What the exercise asks :: Reproduce the listing verbatim through the line with "Shouldn't there be".

Extracted material ::
PR #129, opened 2024-12-13
✨ Add `ID` as a Site Property

### LINKED ISSUE #128: QDMI_Site unique identifier missing
A qubit is represented as `QDMI_Site` by an opaque pointer to be implemented by a `device`. The only two properties defined for `QDMI_Site` are `T1` and `T2` times.
Shouldn't there be a property (e.g. `QDMI_SITE_PROPERTY_ID` or `QDMI_SITE_PROPERTY_INDEX`) that uniquely identifies a `QDMI_Site` that can be used by a mapper to map circuit qubits to device qubits?

PS: I went over the example implementation and `QDMI_Site` has a single member variable `id` and I think the example `tool` works because of this. However, we cannot assume the same for an opaque pointer implemented by a device. 

Did I get it right or did I miss something?

@burgholzer @ystade

ystade:
As pointed out in #128, the software stack wants to address specific sites on the device in the compiled QASM/QIR/... programs. Hence, there must be a way for the client to know the id of a site. For that, this PR add the new `QDMI_SITE_PROPERTY_ID`.

Fixes #128

### DIFF
--- a/include/qdmi/common/enums.h
+++ b/include/qdmi/common/enums.h
@@ -98,8 +98,20 @@ enum QDMI_DEVICE_STATUS_T {
 
 /// Enum of the site properties that can be queried.
 enum QDMI_SITE_PROPERTY_T {
-  /// `size_t` The id to identify the site in the circuit.
-  /// @details For example, `q[1]` in a QASM code identifies the site with id 1.
+  /**
+   * @brief `size_t` The id to identify the site in the circuit.
+   * @details For example, `$0` in a QASM code identifies the (physical) site
+   * with id 1. Note, those physical qubits in the QASM language should not be
+   * confused with the virtual qubits used more frequently. Those are allocated
+   * via `qreg q[3]`, for example, and then used in the circuit as, e.g.,
+   * `h q[0]`.
+   *
+   * @par
+   * On the QIR side, there is also the distinction between dynamically
+   * allocated and static hardware qubits. Here, only the latter refer to the
+   * physical ids of sites. E.g., `ptr inttoptr (i64 1 to ptr)` refers to the
+   * physical site with id 1.
+   */
   QDMI_SITE_PROPERTY_ID = 0,
   QDMI_SITE_PROPERTY_TIME_T1 = 1, ///< `double` The T1 time of a site in µs.
   QDMI_SITE_PROPERTY_TIME_T2 = 2, ///< `double` The T2 time of a site in µs.
--- a/include/qdmi/common/enums.h
+++ b/include/qdmi/common/enums.h
@@ -98,8 +98,11 @@ enum QDMI_DEVICE_STATUS_T {
 
 /// Enum of the site properties that can be queried.
 enum QDMI_SITE_PROPERTY_T {
-  QDMI_SITE_PROPERTY_TIME_T1 = 0, ///< `double` The T1 time of a site in µs.
-  QDMI_SITE_PROPERTY_TIME_T2 = 1, ///< `double` The T2 time of a site in µs.
+  /// `size_t` The id to identify the site in the circuit.
+  /// @details For example, `q[1]` in a QASM code identifies the site with id 1.
+  QDMI_SITE_PROPERTY_ID = 0,
+  QDMI_SITE_PROPERTY_TIME_T1 = 1, ///< `double` The T1 time of a site in µs.
+  QDMI_SITE_PROPERTY_TIME_T2 = 2, ///< `double` The T2 time of a site in µs.
   /**
    * @brief The maximum value of the enum.
    * @details It can be used by devices for bounds checking and validation of
@@ -107,7 +110,7 @@ enum QDMI_SITE_PROPERTY_T {
    * enum besides the custom members and must be updated when new members are
    * added.
    */
-  QDMI_SITE_PROPERTY_MAX = 2,
+  QDMI_SITE_PROPERTY_MAX = 3,
   /**
    * @brief This property is reserved for a custom property.
    * @details The meaning and the type of this property are defined by the
--- a/include/qdmi/common/enums.h
+++ b/include/qdmi/common/enums.h
@@ -101,10 +101,19 @@ enum QDMI_SITE_PROPERTY_T {
   /**
    * @brief `size_t` The id to identify the site in the circuit.
    * @details For example, `$0` in a QASM code identifies the (physical) site
-   * with id 1. Note, those physical qubits in the QASM language should not be
+   * with id 0. Note, those physical qubits in the QASM language should not be
    * confused with the virtual qubits used more frequently. Those are allocated
    * via `qreg q[3]`, for example, and then used in the circuit as, e.g.,
    * `h q[0]`.
+   *
+   * @par
+   * Additionally, the qubits in a QASM program that contain exactly one
+   * register with exactly the same number of qubits as the device has sites is
+   * also handled as physical qubits. For example for a device with three qubits
+   * and a QASM program `qreg q[3]; h q[0]; cx q[0], q[1];`, the operations are
+   * indeed performed on the physical sites with ids 0 and 1. Note here, that
+   * this is not the intended use of virtual qubits in QASM, but because of
+   * their wide adoption in the community, this behavior is also supported.
    *
    * @par
    * On the QIR side, there is also the distinction between dynamically
--- a/test/test_qdmi.cpp
+++ b/test/test_qdmi.cpp
@@ -137,12 +137,13 @@ TEST_P(QDMIImplementationTest, QueryGatePropertiesForEachGate) {
 }
 
 TEST_P(QDMIImplementationTest, QuerySiteProperties) {
-  // for every gate in the gate set, query the duration of the gate
+  // get all sites and check whether their count is equal to the number of
+  // qubits
   const auto fomac = FoMaC(device);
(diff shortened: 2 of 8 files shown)


include/qdmi/common/enums.h
```diff
@@ -98,16 +98,19 @@ enum QDMI_DEVICE_STATUS_T {
 
 /// Enum of the site properties that can be queried.
 enum QDMI_SITE_PROPERTY_T {
-  QDMI_SITE_PROPERTY_TIME_T1 = 0, ///< `double` The T1 time of a site in µs.
-  QDMI_SITE_PROPERTY_TIME_T2 = 1, ///< `double` The T2 time of a site in µs.
+  /// `size_t` The id to identify the site in the circuit.
+  /// @details For example, `q[1]` in a QASM code identifies the site with id 1.
```
burgholzer: I'd prefer to use the `/**` comment syntax for multi-line comments to stay consistent with the rest.

The details comment isn't quite accurate. If a quantum circuit defines a register `qreg p[1]` before the register declaration of `q`, all indices in q need to be shifted by 1.
I would rather like to draw the analogy with OpenQASM's physical qubits concept (https://openqasm.com/language/types.html#physical-qubits) or QIR's static addressing mode (casting ints to pointers).
An interesting bit in the OpenQASM spec is that IDs need not be consecutive.
I believe this might invalidate the test that you added here.

In my opinion, QDMI is not at all point where it could enforce QASM and QIR programs to be single-register. At least the current interface has no say in this.

test/test_qdmi.cpp
```diff
@@ -136,6 +136,19 @@ TEST_P(QDMIImplementationTest, QueryGatePropertiesForEachGate) {
   }
 }
 
+TEST_P(QDMIImplementationTest, QuerySiteProperties) {
+  // for every gate in the gate set, query the duration of the gate
```
burgholzer: This is not what the test does 😉

burgholzer (changes requested):
Thanks for adding this so quickly!
I have a couple of concerns that I believe need to be addressed before adding this. 

One thing I didn't find a good place to mention inline is that we most likely want this to be a required property of a site. Every device will need to provide this property for its sites, otherwise the use case from the issue would not work everywhere.

Furthermore, there needs to be quite some documentation about the expected mapping of program qubits to sites.
For OpenQASM, this is moderately easy as the standard only allows to allocate but not to deallocate qubit registers. That means one can simply index the qubits based on the sequence on which the registers are declared.
For QIR, this is definitely harder when not enforcing the QIR program to be at the hardware level with all qubits known and no register allocations. Because QIR does allow to deallocate qubit registers. So the indexing becomes way harder.

Just a thought to spark some discussion 💭
Would it make sense to query sites from devices via an index? That is, one could query a device with 3 qubits "give me the site with index 0, with index 1, and with index 2"

include/qdmi/common/enums.h
ystade: Good point, I extended the documentation here and mentioned hardware qubits both in QIR and QASM.

ystade:
Reply on the first part: When referring to hardware qubits, i.e., the id of sites, only the hardware profile of the respective language makes sense. Dynamically allocated can still be placed freely on the device. Otherwise, the concept of dynamically allocating qubits does not make sense.

ystade:
Reply on the second part: I was even thinking, whether the sites should only be identified by their id. This means, there is no function `...get_sites` anymore and when querying a site, one would pass the id to the site to the `...query_site_property` function. We had that at some point and found the solution with the opaque pointers more elegant and I am not really in favour of switching back but wanted to bring that up here.

Furthermore, one could actually avoid that sites must have an id. Instead, one could introduce a `...DEVICE_PARAMETER`, that allows to set a mapping from `int`s (IDs) to `QDMI_Site`s. This would for example look like this: `QDMI_device_set_parameter(device, QDMI_DEVICE_PARAMETER_SITE_MAPPING, sizeof(...), {2, sites[3]})`. This line of code would map the index 2 that appears in a quantum program to the fourth site (`sites[3]`) returned by `...get_sites`. I am neither in favour of this option but also wanted to show that there are alternatives.

burgholzer:
> Reply on the first part: When referring to hardware qubits, i.e., the id of sites, only the hardware profile of the respective language makes sense. Dynamically allocated can still be placed freely on the device. Otherwise, the concept of dynamically allocating qubits does not make sense.

That implies that any program that is not written in terms of hardware qubits (even if it is a single-register QASM program) is not guaranteed to be executed on the qubits indexed in the program.
While I agree that this should be the eventual goal, in the early adoption phase of QDMI, very generic programs will be sent across the interface.
Should we say something explicit about this? For example that programs that use hardware qubits and programs that use single registers (named "q" and having the size of the device) are expected to run directly on the respective qubits. And maybe even that a device might reject other programs. Not too sure about that though. In the end, the interface should remain rather generic.

ystade:
We could add this feature as a note in the documentation to make clear that this is not really the intended use but we support it as of now.

burgholzer:
> Reply on the second part: I was even thinking, whether the sites should only be identified by their id. This means, there is no function `...get_sites` anymore and when querying a site, one would pass the id to the site to the `...query_site_property` function. We had that at some point and found the solution with the opaque pointers more elegant and I am not really in favour of switching back but wanted to bring that up here.

The pro of this would be that it is truly enforced that sites need an ID.
I like that aspect.

It would force the device to use consecutive IDs though (which is slightly more restrictive than the OpenQASM spec for example). Rigetti's device indexing is a good example of this. They have a ring-based architecture, where 8-qubit rings are stitched together at their boundaries. Their indexing scheme then is `YYX` where `YY` is the ring index and `X` is the index within the ring (0-7).
I am on the fence regarding whether we want to support that or just require consecutive indexing.

Indexing by integers is slightly more convenient than passing around QDMI_Site handles.

> Furthermore, one could actually avoid that sites must have an id. Instead, one could introduce a `...DEVICE_PARAMETER`, that allows to set a mapping from `int`s (IDs) to `QDMI_Site`s. This would for example look like this: `QDMI_device_set_parameter(device, QDMI_DEVICE_PARAMETER_SITE_MAPPING, sizeof(...), {2, sites[3]})`. This line of code would map the index 2 that appears in a quantum program to the fourth site (`sites[3]`) returned by `...get_sites`. I am neither in favour of this option but also wanted to show that there are alternatives.

This is comparable to what we do in MQT Core via the `initialLayout` attribute of the quantum circuit class and similar to what qiskit does with their layout property on circuits.
I believe most mature quantum circuit IRs have some notion of this kind of dictionary. However, the circuit formats don't preserve that kind of information.
What I am trying to say here: this kind of information is not standardized (yet).

I think this would work, but would be cumbersome to use and to get right (in documentation and execution).

ystade:
So, @burgholzer, what is your favoured way to go here? Also others, e.g., @mnfarooqi, are welcome to jump in here.

My preference would be way that this PR follows (after the clang-tidy warnings are fixed)

burgholzer:
> So, @burgholzer, what is your favoured way to go here? Also others, e.g., @mnfarooqi, are welcome to jump in here.
> 
> 
> 
> My preference would be way that this PR follows (after the clang-tidy warnings are fixed)

I think I like the way that this PR is handling the situation. I have some nuanced comments about the documentation, which I'd like to slightly tweak. However, I am taking off in a couple minutes (🛫) and just have my phone at hand. I'll try to provide more details in the evening.

Do we want to additionally or exclusively allow to query site properties by ID? 
I could see some benefits in that.

Do we really want to enforce that the IDs are consecutive? I am fine with that. Especially since it makes some handling easier.
However, this requirement should be made even clearer in the documentation.

ystade:
I see the querying sites by id as an exclusive swap out for the current solution, I would not like to maintain to in parallel. I think this is just a source for errors.

ystade:
Regarding the consecutiveness of IDs. This is *not* enforced in the tests for the template only in the tests for the implementation of the example devices within QDMI. However, even there we can remove it. I would not force a device to have consecutive IDs. As soon as, one qubit/site fails and is out of service you will not have consecutive site IDs anymore.

ystade:
Somehow connected, there is also the question how a client knows how to interpret the measurement results returned from a device, i.e., which data belongs to which qubit in the results.

burgholzer:
> Somehow connected, there is also the question how a client knows how to interpret the measurement results returned from a device, i.e., which data belongs to which qubit in the results.

That's an even different story. Measurement results do not belong to qubits. Imagine a dynamic quantum circuit that repeatedly measures a single-qubit over the course of the computation.
The results are stored in classical registers (in OpenQASM that is very literal; in QIR results are also stored in classical bits).
I would apply a very similar line of reasoning here: bits are returned in order of their declaration. So for classical registers `c` and `d`, each with two bits, the results vector would have four elements with c[0] at 0, c[1] at 1, d[0] at 2 and d[1] at 3.

I am not 100% certain how that translates to QIR.

mnfarooqi:
I think the current PR addresses the problem at hand. Regarding ID sequencing, it is good to have it, but not a must, as tool developers can still deal with it.

One thing for documentation is to clarify what ID means. Is this a global ID across all registers and "cores" or is it an ID within a register or within a "core". 

The solution can evolve over time as hardware architectures and IRs evolve.

burgholzer:
Closing this in favor of #132 which includes all the relevant changes from here and more extensive documentation.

Final answer ::
PR #129, opened 2024-12-13
✨ Add `ID` as a Site Property

### LINKED ISSUE #128: QDMI_Site unique identifier missing
A qubit is represented as `QDMI_Site` by an opaque pointer to be implemented by a `device`. The only two properties defined for `QDMI_Site` are `T1` and `T2` times.
Shouldn't there be a property (e.g. `QDMI_SITE_PROPERTY_ID` or `QDMI_SITE_PROPERTY_INDEX`) that uniquely identifies a `QDMI_Site` that can be used by a mapper to map circuit qubits to device qubits?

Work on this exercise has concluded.